==== Materials provided ====

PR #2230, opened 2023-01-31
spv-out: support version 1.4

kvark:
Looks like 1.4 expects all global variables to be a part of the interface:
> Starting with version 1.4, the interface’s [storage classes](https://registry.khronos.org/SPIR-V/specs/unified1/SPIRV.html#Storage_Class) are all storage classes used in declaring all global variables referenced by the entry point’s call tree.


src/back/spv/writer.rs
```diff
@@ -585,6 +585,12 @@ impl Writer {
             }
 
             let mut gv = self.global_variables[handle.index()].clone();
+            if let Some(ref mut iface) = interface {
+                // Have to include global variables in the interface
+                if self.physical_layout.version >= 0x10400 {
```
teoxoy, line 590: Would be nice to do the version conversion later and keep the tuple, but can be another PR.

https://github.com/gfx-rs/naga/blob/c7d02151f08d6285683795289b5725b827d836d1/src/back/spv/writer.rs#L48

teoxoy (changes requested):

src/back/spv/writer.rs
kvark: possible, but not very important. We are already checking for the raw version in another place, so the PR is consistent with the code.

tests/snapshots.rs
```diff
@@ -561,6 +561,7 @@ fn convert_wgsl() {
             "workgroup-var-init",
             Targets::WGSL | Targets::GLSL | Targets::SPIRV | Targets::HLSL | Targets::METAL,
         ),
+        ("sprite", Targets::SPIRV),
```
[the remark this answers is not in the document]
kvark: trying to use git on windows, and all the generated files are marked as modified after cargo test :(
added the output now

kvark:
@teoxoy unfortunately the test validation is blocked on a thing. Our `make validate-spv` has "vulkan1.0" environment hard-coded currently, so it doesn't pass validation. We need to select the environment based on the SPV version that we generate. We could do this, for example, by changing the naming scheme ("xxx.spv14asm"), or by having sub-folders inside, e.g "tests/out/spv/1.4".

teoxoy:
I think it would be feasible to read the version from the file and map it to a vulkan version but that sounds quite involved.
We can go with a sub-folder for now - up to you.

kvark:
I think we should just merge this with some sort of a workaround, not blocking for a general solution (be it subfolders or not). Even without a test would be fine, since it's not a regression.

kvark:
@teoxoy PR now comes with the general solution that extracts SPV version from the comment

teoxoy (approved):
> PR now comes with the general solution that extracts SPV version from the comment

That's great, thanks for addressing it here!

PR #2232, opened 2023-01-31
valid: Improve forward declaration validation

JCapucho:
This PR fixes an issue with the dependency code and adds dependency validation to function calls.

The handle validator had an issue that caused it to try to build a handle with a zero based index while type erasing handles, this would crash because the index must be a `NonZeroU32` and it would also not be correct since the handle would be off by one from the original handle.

====

Required action: Go through the entries above and count the lines holding the word "from"; write nothing but the number.

Output of the exercise: 4